§ **PROBLEM REQUIREMENTS**:
Where the word "Sublime" shows up in the entries below, please copy the whole line.

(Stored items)
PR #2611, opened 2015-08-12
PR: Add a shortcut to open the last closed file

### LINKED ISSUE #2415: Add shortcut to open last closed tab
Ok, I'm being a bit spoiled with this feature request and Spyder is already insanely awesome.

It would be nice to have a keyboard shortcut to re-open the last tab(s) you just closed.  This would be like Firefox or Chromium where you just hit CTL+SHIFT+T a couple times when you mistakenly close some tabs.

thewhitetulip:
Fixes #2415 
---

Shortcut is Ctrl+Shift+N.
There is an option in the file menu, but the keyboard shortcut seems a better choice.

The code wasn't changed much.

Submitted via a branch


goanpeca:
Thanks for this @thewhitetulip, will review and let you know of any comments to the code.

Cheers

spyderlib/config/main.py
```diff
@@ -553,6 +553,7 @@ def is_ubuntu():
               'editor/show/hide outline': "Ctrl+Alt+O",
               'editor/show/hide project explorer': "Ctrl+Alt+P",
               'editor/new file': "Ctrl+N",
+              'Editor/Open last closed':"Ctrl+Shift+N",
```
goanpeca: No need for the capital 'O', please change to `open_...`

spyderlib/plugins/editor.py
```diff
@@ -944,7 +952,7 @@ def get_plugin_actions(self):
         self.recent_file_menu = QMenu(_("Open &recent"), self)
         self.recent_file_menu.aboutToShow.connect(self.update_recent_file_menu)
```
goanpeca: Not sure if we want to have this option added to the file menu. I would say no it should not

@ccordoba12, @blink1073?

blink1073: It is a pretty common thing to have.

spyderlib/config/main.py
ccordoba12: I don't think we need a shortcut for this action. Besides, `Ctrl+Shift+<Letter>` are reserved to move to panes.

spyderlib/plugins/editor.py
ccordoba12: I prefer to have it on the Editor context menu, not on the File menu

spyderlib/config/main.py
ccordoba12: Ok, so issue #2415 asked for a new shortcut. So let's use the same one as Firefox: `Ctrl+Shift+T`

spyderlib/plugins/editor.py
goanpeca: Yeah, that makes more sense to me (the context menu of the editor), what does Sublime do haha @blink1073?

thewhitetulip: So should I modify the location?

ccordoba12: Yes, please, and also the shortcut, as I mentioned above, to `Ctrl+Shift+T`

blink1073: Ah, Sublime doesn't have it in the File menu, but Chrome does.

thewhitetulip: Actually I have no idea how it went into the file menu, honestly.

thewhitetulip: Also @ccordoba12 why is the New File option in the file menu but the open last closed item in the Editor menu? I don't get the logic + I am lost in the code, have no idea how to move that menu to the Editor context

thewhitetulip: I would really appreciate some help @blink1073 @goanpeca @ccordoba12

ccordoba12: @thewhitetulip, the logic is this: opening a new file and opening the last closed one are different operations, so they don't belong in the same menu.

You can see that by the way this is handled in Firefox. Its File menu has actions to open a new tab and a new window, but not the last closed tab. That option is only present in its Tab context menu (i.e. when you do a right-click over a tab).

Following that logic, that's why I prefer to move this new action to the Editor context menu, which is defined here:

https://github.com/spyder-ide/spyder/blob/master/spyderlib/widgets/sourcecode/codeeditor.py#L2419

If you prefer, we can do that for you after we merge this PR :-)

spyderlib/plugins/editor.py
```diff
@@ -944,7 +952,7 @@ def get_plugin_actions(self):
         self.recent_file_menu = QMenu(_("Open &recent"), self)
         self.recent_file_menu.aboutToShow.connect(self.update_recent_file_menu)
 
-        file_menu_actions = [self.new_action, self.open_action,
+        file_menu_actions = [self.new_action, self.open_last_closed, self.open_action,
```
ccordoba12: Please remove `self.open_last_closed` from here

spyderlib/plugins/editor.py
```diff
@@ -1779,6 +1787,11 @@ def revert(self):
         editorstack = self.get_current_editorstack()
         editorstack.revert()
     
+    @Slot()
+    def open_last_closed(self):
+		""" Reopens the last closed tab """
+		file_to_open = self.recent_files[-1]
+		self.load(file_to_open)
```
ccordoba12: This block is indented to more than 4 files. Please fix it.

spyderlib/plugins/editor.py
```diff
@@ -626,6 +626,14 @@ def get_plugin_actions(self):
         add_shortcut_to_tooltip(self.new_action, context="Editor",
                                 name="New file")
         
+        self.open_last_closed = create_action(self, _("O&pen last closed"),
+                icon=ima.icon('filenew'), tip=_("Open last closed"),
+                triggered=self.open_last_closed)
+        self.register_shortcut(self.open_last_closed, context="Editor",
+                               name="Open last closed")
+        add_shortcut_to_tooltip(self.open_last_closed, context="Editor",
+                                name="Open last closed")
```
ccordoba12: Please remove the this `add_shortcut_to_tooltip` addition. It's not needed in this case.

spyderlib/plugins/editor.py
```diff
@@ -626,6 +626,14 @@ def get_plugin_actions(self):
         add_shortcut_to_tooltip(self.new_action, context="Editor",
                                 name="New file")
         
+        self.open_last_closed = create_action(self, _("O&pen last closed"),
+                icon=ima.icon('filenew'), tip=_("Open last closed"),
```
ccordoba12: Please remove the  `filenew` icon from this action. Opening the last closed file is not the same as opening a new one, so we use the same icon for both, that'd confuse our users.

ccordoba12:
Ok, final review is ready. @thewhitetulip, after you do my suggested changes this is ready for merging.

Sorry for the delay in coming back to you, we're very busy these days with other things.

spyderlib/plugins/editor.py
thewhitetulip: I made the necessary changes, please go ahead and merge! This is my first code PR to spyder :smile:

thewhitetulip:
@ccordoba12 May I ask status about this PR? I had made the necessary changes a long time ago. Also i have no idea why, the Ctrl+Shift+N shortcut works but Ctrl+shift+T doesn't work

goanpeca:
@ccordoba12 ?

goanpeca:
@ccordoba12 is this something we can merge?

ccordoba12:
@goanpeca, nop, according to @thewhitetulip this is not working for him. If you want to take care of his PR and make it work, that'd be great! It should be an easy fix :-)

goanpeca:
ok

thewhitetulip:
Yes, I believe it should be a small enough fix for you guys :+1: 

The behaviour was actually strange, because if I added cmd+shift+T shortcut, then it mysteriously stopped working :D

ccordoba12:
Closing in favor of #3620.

§ **TASK RESULT**:
goanpeca: Yeah, that makes more sense to me (the context menu of the editor), what does Sublime do haha @blink1073?
blink1073: Ah, Sublime doesn't have it in the File menu, but Chrome does.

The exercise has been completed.